先月号のおたよりに載せた
「子育てひとりごと」本コーナー始まって以来、
初めて保護者の方からのお言葉を頂戴しました。

小さな文字に目を運んで
読んでいただけていることを実感し、
嬉しかったのと同時に、
反省することがありました。

そのお母様は、コーナーで取り上げた女の子は
「もしかしてうちの子では?」と思われ、
ご心配の面もちでお話しされたようです。

心ならずもお母様の気持ちを
不安にさせてしまったことを苦しく思い、
先月号を読み返してみました。

「バ~カ。

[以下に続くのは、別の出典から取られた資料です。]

PR #2254, opened 2020-12-11
curl: rebuild with libzstd; fix+rebuild pacman

lazka:
somehow the libcurl.pc was missing libraries in Libs.private, but rebuilding it locally helped.. let's try again in CI.


lazka:
Time to compare build logs I guess...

」と言ったことを
保育者に咎められまいと、
「バナナのおうさまって言っただけ」
と頑なに言い張る子ども。
ここでこの子にごまかされては、
この不適切な言動は
永遠に続くのではないかと不安になり、
さらに叱りつけたところで、
きっと彼女にはなぜしかられたかよりも、
自分の言い分など全て否定され、
強く怒られたことしか心に残りません。
私はあえて騙されることにしました。

「な~んやバナナの王様って言ったの。
先生は、ば~かって言われたように
聞こえたから、すごく悲しくなって
嫌な気持ちになったの。
でも聞き間違いだったら仕方ないか。
それにしても、ば~か!なんて
言われたんじゃなくて本当に良かったぁ。」

うつむいた顔をあげた彼女は、
いっぱい涙をためた目で、
まっすぐ私を見上げていました。
その表情から見てとれるのは、
決して「嘘でごまかしてやったぞ!」
というものではなかったはずです。
不適切な行動は否定しても、
その子の人格を認めてあげたい。
子育ては、正しい答えがみつからないことや、
悩み多きこともありますが、
子どもへの愛情や願いを共にもちながら、
保護者のみなさまと様々な思いを
分かち合っていきたいと切に思います。
少々固い文面になりましたが・・・。